While these points are valid, I think this historical view is biased.

Just in case this is not clear, here are the basic "African" elements which blues and jazz are founded on, and which jazz has gravitated away from during its 100-year assimilation by the West:

1. Harmonic factors: Use of the pentatonic and blues scales, rather than our 7-note diatonic leading-tone scale. Blues and jazz use a flat-seventh (derived from the minor pentatonic) rather than a natural or sharped "leading tone" seventh, on all chord types (I-IV-V).

The "major seventh" chord was not introduced into jazz until later, identical to a standard Westernized version of the I and IV chord. Basically, this amounts to a gradual removal of the blues elements in jazz, which transformed it into a harmonically complex "jazz chamber music."

2. Rhythmic factors: Jazz is based on an African, non-Western division of the main pulse beat. This is called a "shuffle" in Blues, and is used in jazz. Our Western notation system cannot properly convey this, and instead arrangers will notate in 4/4 and specify "shuffle feel." This jazz rhythm is not a "feel," it is a division of the main pulse into three rather than two.

To explain further, the main pulse of a blues or jazz song divides the measure into 4 parts, exemplified by the "walking" bass, which plays in 1-2-3-4. However, there are accents which are divisions of 3 which cannot be notated properly in 4/4, because our time signature system does not allow for "3" values to be placed in the bottom number of the time signature. Everything goes in multiples of two: Whole, half, quarter, eighth, sixteenth, and so on. To get a "three" value, we must place a "dot" after the note. You can't put a "dotted" note in the bottom of a time signature.

Notating 3 divisions as "triplets" is too cluttering. The only truly accurate way to notate this shuffle is to use a "compound" time signature, 12/8. This is counter-intuitive, because the main bass-pulse (with the bass drum) is on 1-4-7-10. It's counter-intuitive to count to 12 in this manner, because the main pulse is still felt as 1-2-3-4.

"Compound" rhythms allow the beat to be subdivided into 2 or 3 parts (factors of 12). African drummers "played" with this ambiguity, creating complex interplay, which Steve Reich studied closely.

New cross-cultural elements took this even further, to assimilate jazz rhythms into their existing cultural norms. Bossa Nova, for example, transformed the African-derived 3-division of black jazz into an evenly-divided 4/4, common in South America.


----------



## Kieran (Aug 24, 2010)

Very interesting. You ever read Alan Lomax book, *The Land Where Blues Began*? In this he mentions "the black adaptation of European instruments to an African-European orchestral style."
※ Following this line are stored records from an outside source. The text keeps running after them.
PR #725, opened 2024-05-10
[DAPHNE-#531] Simplified GettingStarted.md.

### LINKED ISSUE #531: Simplify GettingStarted.md
Our instructions for getting started with DAPHNE (`doc/GettingStarted.md`) are meant to make it easy for new users and developers to set up a development environment. However, I think this document has grown over time and has by now become too complicated. We should simplify it.

These are some concrete ideas:
- Initially, we wanted to make it easy to set up DAPHNE natively on a system, but that has proven to be quite difficult. Therefore, we started using containers. However, the GettingStarted still reads like one should install DAPHNE natively. The container approach must be presented much more prominently (and first of all, the containers must work out of the box, see #530)
- The document contains a lot of details on various aspects, many of which should be moved to individual documents (e.g., some of the details on containers, overview of the code base, how to pull, how to execute a DaphneDSL script, ...)

pdamme:
**Commit message:**
- The guidelines on getting started (for users and developers) have grown over time and were not simple anymore.
- Initially, we had a focus on native builds of DAPHNE; hence, the document starts by listing the dependencies etc.
- However, meanwhile, the Docker containers have become the de-facto and simplest way to get started.
- This commit simplifies getting started by prepending quickstart instructions for both users and developers to the beginning of the document, such that these are immediately found.
- These are slightly simplified instructions that should work in most cases.
- For all more complex cases, the original contents of the file is still present (with minor fixes), but under the headline of "Additional Details for Custom Setups".
- The important information from Quickstart.md was merged into GettingStarted.md; thus, Quickstart.md could be removed (for a less fragmented documentation).
- Furthermore, the example `hello-world.daph` was simplified to really only print "Hello World!"; everything else in this script was rather useless from today's point of view.
- Closes #531.

**I invite everyone to share their comments on these changes.** If there are no comments, I will merge it on Fri May 17.


pdamme:
I will merge this PR now. If any comments arise later, we can always change the documentation in follow-up commits.

Issue #729, opened 2024-05-17
Codegen test fails non-deterministically in GitHub action


pdamme:
The test suite contains a test case on codegen (`test/codegen/CodegenTest.cpp`). Currently, this test case sometimes succeeds and sometimes fails when run during the GitHub action. For instance, in PR #728, all test cases passed in the GitHub action. After putting the single commit in the PR on the main branch (rebase & merge resulting in 4eb07576b58e854ef096877722f0ebbc7339b5c4, no additional changes at all), the test case fails in the CI. The problem is also affecting PR #675 at the moment, but I guess it could randomly happen in any PR or commit on main at the moment.

On my local machine, I cannot reproduce this issue. It may be related to multi-threading or any other source of non-determinism that is different in the CI environment.

There have been problems with the codegen test case before, when it got stuck non-deterministically (reported in the context PR #675) and fixed in c2900a39189a8e7e407082278a33f6ef3981ff76.

It is not clear if the problem is caused by the codegen test or if it only becomes effective there.

philipportner:
Looks like we finally got logs of an error.

https://github.com/daphne-eu/daphne/actions/runs/9701687915/job/26775861276

On what CPU is the CI executed? Is it the same HW every time?
Could be that for certain CPUs the tiling logic  simply does not achieve the tiling required from the description when using `FileCheck` for the `matmul_tile.mlir` test case.

philipportner:
Still happening, https://github.com/daphne-eu/daphne/actions/runs/11124869078

PR #733, opened 2024-05-24
Non-deterministic test fail during Github CI action

philipportner:
TODO: for now just to trigger CI action and produce debug output (#729)


philipportner:
This is merged for now to get actual debug output once the CI run fails again. Debug output will be removed once we figure out the problem and close #729

PR #734, opened 2024-05-28
Dnn ops

corepointer:
This is a dirty and buggy snapshot of the progress on integrating all the needed ops for DNN.

Also contains fixes for some of the bugs :)

* CUDA version of DNN ops mostly implemented (some backward passes missing)
* CUDA convolution keeps crashing :-/
* Script level alternatives for the operations are there to replace the CUDA ops
* Pooling script level operation is crashing :-/
* Contains some implementations for shape/type inference but this is not in a solid state
* In some locations of the scripts there needed to be a type indicator to make it work. So all these ops rely on <f64> atm, which might not be ideal.
* Contains an example with a LeNet implementation for MNIST character classification ([ported from SystemDS](https://github.com/apache/systemds/blob/main/scripts/nn/examples/mnist_lenet-train.dml))


corepointer:
This PR is now based on #758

You're right about the origins of jazz. Jazz was allied closely to the blues until it became more affluent and "the jazzmen lost contact with the masses of blacks who worked in the stockyards, steel mills, and cotton fields and lived in slums." This was where jazz and the blues parted company and it was at a time when jazz was maybe not so influenced by classical music, back when Ma Rainey was singing _Don't Fish in my Sea_...


----------



## millionrainbows (Jun 23, 2012)

Kieran;bt1814 said:


> Very interesting. You ever read Alan Lomax book, *The Land Where Blues Began*? In this he mentions "the black adaptation of European instruments to an African-European orchestral style."
> 
> You're right about the origins of jazz. Jazz was allied closely to the blues until it became more affluent and "the jazzmen lost contact with the masses of blacks who worked in the stockyards, steel mills, and cotton fields and lived in slums." This was where jazz and the blues parted company and it was at a time when jazz was maybe not so influenced by classical music, back when Ma Rainey was singing _Don't Fish in my Sea_...
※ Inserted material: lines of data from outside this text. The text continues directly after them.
PR #741, opened 2024-06-03
Zarr Support

CPestka:
## Zarr Support

Adds basic Read Support for the [v 2 Zarr file format](https://zarr-specs.readthedocs.io/en/latest/v2/v2.0.html). Some features have been omitted for now (groups, filters, compression and some of the "non cpp native" data types, most of which thus also don't have a respective daphne supported type.

This Pr simply uses the stl for i/o, but once #736 has been merged, another Pr will follow that adds an async zarr reader.

This Pr also fixes a couple bugs in the rechunk and dice variants and cleans a couple of other things up in the tensor implementations.

As mentioned in #694 and like #736 this Pr also again switches to c++20, here mostly for std::endian, but also uses it a lot elsewhere for convenience e.g. using enum, make_shared<T[]> :) etc..

### One possible discussion point

This pr includes 2 zarr "files" for testing, which total ~8MB and ~1k files. I don't particularly like dumping a bunch of binary files into a repo. There are already a couple of "io test files" there, but these would be ~ as large as the rest combined and it is just a lot of files. Should we avoid this or is this fine with everybody? The alternative would be to add a writer implementation or a dependency to generate some tmp zarr files on the fly.


CPestka:
Seems like the compiler on the CI machine again does not like the c++20 features....

> Jun 03 15:33:30 /__w/daphne/daphne/src/parser/metadata/ZarrFileMetaDataParser.cpp:85:15: error: expected nested-name-specifier before 'enum'
Jun 03 15:33:30    85 |         using enum ZarrDatatype;

pdamme (changes requested):
Thanks for this PR, @CPestka. Support for reading Zarr files into `ContiguousTensor`/`ChunkedTensor` is highly welcome. I've looked over your code and it **looks good to me**. As I'm not familiar with the details of the Zarr format, I mostly concentrated on the integration into the overall codebase and trust your expertise for the Zarr-specific aspects. Thanks also for the helpful comments in `ReadZarr.h`.

I've only fixed minor issues like a few typos in the comments and identifiers and some missing license headers.

**Required before the merge:**
1. Regarding the two Zarr "files" for the test cases: We should at least make a conscious decision here. It would be great if we could avoid putting so many little binary files that sum up to a few MBs into the repository. As far as I understand, the reason why there are so many chunk files is that you use a tensor with 10x10x10 = 1000 chunks (with 10x10x10 = 1000 fp64 elements = 8 KB each). Couldn't we simply decrease the data size by having less and/or smaller chunks, e.g., by 2x2x2 = 8 chunks of 10x10x10 elements each? Shouldn't that suffice to test the Zarr reader?
2. When I build your code with g++-13.1.0 on Ubuntu 20.04.6, there are still several warnings, most of them from the MLIR code and related to `operator==`. I assume these warnings are not related to your changes, but to the switch to C++20, so we will probably handle them in the commit that switches to C++20. But before the merge, we need to double-check that they are gone from this PR.

**Optional changes** (not required before the merge):
1. `ZarrFileMetaData.cpp`, `operator<<` for `ZarrDatatype` prints `"double"` for `ZarrDatatype::FP32`. Is that intended or should it be `"float"` or `"single"`?
2. `ReadZarrTest.cpp`: In many of the test cases you `memcmp` the data in the reference tensor and the read tensor *and* compare the tensors through `==`. Isn't the `memcmp` redundant as the object comparison includes comparing the data?

**Apart from that, we will merge this PR as soon as we have switched to C++20...**

CPestka:
@pdamme Thx for having a look and fixing my numerous typos :)

> ZarrFileMetaData.cpp, operator<< for ZarrDatatype prints "double" for ZarrDatatype::FP32. Is that intended or should it be "float" or "single"?

y, thats a mistake.

> ReadZarrTest.cpp: In many of the test cases you memcmp the data in the reference tensor and the read tensor and compare the tensors through ==. Isn't the memcmp redundant as the object comparison includes comparing the data?

The == tests more than just the actual memory of the elements, but yes that memcmp is redundant in a couple of the tests, as well as some other checks also done by the == call. I removed the duplicates.

> When I build your code with g++-13.1.0 on Ubuntu 20.04.6, there are still several warnings, most of them from the MLIR code and related to operator==. I assume these warnings are not related to your changes, but to the switch to C++20, so we will probably handle them in the commit that switches to C++20. But before the merge, we need to double-check that they are gone from this PR.

I just tested it with g++-13.2.0 on 24.04 and y it indeed spits out some new warnings, but as far as i can tell these come from mlir and llvm code, which i think are caused by a "missing" const on a operator==(), as well as one warning from antlr and spdlog each. Not sure what you want to do about these e.g. update their version or silence them.

Btw on Ubuntu 24.04 building protobuf fails due to missing libnsl. I guess we should add libnsl-dev to the dependency list for ubuntu 24.04.

> Regarding the two Zarr "files" for the test cases: We should at least make a conscious decision here. It would be great if we could avoid putting so many little binary files that sum up to a few MBs into the repository. As far as I understand, the reason why there are so many chunk files is that you use a tensor with 10x10x10 = 1000 chunks (with 10x10x10 = 1000 fp64 elements = 8 KB each). Couldn't we simply decrease the data size by having less and/or smaller chunks, e.g., by 2x2x2 = 8 chunks of 10x10x10 elements each? Shouldn't that suffice to test the Zarr reader?

Y, that sounds reasonable.

corepointer:
my 2 cents:
* We should find an alternative to having 1000+ files added in test/
* Yes, most of the warnings come from LLVM/MLIR. Now that Ubuntu24 has landed in DAPHNE Docker Land we'll have to deal with it somehow :face_with_spiral_eyes: 
* Would be nice to have this hooked up to the generic read kernel (e.g., "if (zarr file) -> readZarr()")

MarcusParadies:
> my 2 cents:
> 
> * We should find an alternative to having 1000+ files added in test/
> * Yes, most of the warnings come from LLVM/MLIR. Now that Ubuntu24 has landed in DAPHNE Docker Land we'll have to deal with it somehow 😵‍💫
> * Would be nice to have this hooked up to the generic read kernel (e.g., "if (zarr file) -> readZarr()")

We could just use a little python helper to automatically generate the test files on-the-fly.
Regarding the overall integration. we already have a "running" prototype that does the wiring, but requires some more polishing before opening a PR.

Yes, I'm a "Lomaxian" when it comes to blues and jazz.

However, there are new writers emerging who are "re-writing" blues and jazz history, and say that Lomax represents a racist over-emphasis of blues and black musicians. I disagree, of course.


----------



## Kieran (Aug 24, 2010)

Yeah, I heard of Lomax being called many things, a kind of white cultural colonialist who robbed from Black culture and gloried in it. I think regardless of his colour, he brought the likes of Son House and others to our attention. I still have his original recording of Son House singing Death Letter, circa 1932, if memory serves. A lot of these men and women wouldn't have been heard of, if not for Lomax and his field trips. He writes very eloquently about it too.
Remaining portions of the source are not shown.